Simon Waldman talks about the way that Guardian Unlimited needs to interact with bloggers. He’s talking about it in the context of the Guardian‘s forthcoming move to a Berliner format.
The world our Berliner will launch into is almost unrecognisable to the one that greeted our last major change – the redesign of 1988. It was a world with only a handful of TV and radio channels, where the only digital device in your home was an LCD watch or a pocket calculator. There were no mobile phones (well none that you could honestly call “mobile”), no Big Brother, and most important of all, no internet.
Of all of these changes, it is the internet that has brought newspapers the greatest threats, opportunities and challenges.
Later on he says
Yes, if we make a mistake – or if people think we have made a mistake – there are plenty of bloggers watching who can, and will, tell the world.

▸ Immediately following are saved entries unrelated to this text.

PR #8130, opened 2025-01-25
[CombToAIG] Add support for div/mod operations

uenoku:
This patch adds support for lowering comb div/mod operations to AIG:
* Support unsigned div/mod for power-of-2 constant divisors 
* Support for non-power-of-2 divisors by emulating the operation with a mux tree when the number of unknown bits is small (default threshold is 10 bits). This is not ideal and eventually we should lower to a proper div/mod. Practically this lowering pattern covers many cases since users rarely use div/mod because these operations are very expensive (users write their own div/mod in their frontend language).  
* LEC tests are added.

### DIFF
--- a/lib/Conversion/CombToAIG/CombToAIG.cpp
+++ b/lib/Conversion/CombToAIG/CombToAIG.cpp
@@ -16,6 +16,7 @@
 #include "circt/Dialect/HW/HWOps.h"
 #include "mlir/Pass/Pass.h"
 #include "mlir/Transforms/DialectConversion.h"
+#include "llvm/ADT/PointerUnion.h"
 
 namespace circt {
 #define GEN_PASS_DEF_CONVERTCOMBTOAIG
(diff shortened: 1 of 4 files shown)


lib/Conversion/CombToAIG/CombToAIG.cpp
```diff
@@ -90,6 +91,150 @@ static Value createShiftLogic(ConversionPatternRewriter &rewriter, Location loc,
...
+    return failure();
+
+  int64_t totalUnknownBits = numLhsUnknownBits + numRhsUnknownBits;
+  if (totalUnknownBits > maxEmulationUnknownBits)
+    return failure();
+
+  SmallVector<Value> emulatedResults;
+  emulatedResults.reserve(1 << totalUnknownBits);
+
+  // All zero value used for division by zero.
```
uenoku, line 188:
```suggestion
```

lib/Conversion/CombToAIG/CombToAIG.cpp
```diff
@@ -360,6 +505,103 @@ struct CombMulOpConversion : OpConversionPattern<MulOp> {
...
+        Value lowerBits = rewriter.createOrFold<comb::ExtractOp>(
+            op.getLoc(), adaptor.getLhs(), 0, extractAmount);
+        Value constZero = rewriter.create<hw::ConstantOp>(
+            op.getLoc(), APInt::getZero(width - extractAmount));
+        rewriter.replaceOpWithNewOp<comb::ConcatOp>(
+            op, op.getType(), ArrayRef<Value>{constZero, lowerBits});
+        return success();
+      }
+
+    // Non-power-of-2 divisor is not trivial so currently not supported.
```
uenoku, line 569:
```suggestion
```

fabianschuiki (approved):
LGTM! I agree that people will mostly build their own dividers, since there are so many different architectures. In the long run there might be a "simple" long division that AIG could lower to.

So I’m sure I’m not the first person to point out that the internet did exist in 1988. The internet is generally accepted to have started in 1969. What he actually means is that it wasn’t a part of of most people’s everyday life in 1988.
Oh look. I wasn’t the first. I was even beaten to it by the Guardian‘s own Online blog.
The inevitability of techno-pendants
Simon Waldman wrote an interesting piece on Saturday, though not too new if you’ve read his previous work. What was innovative was the medium — the op/ed pages of Saturday’s Guardian. But reading it, I could see the wrath of the blogosphere coming dow…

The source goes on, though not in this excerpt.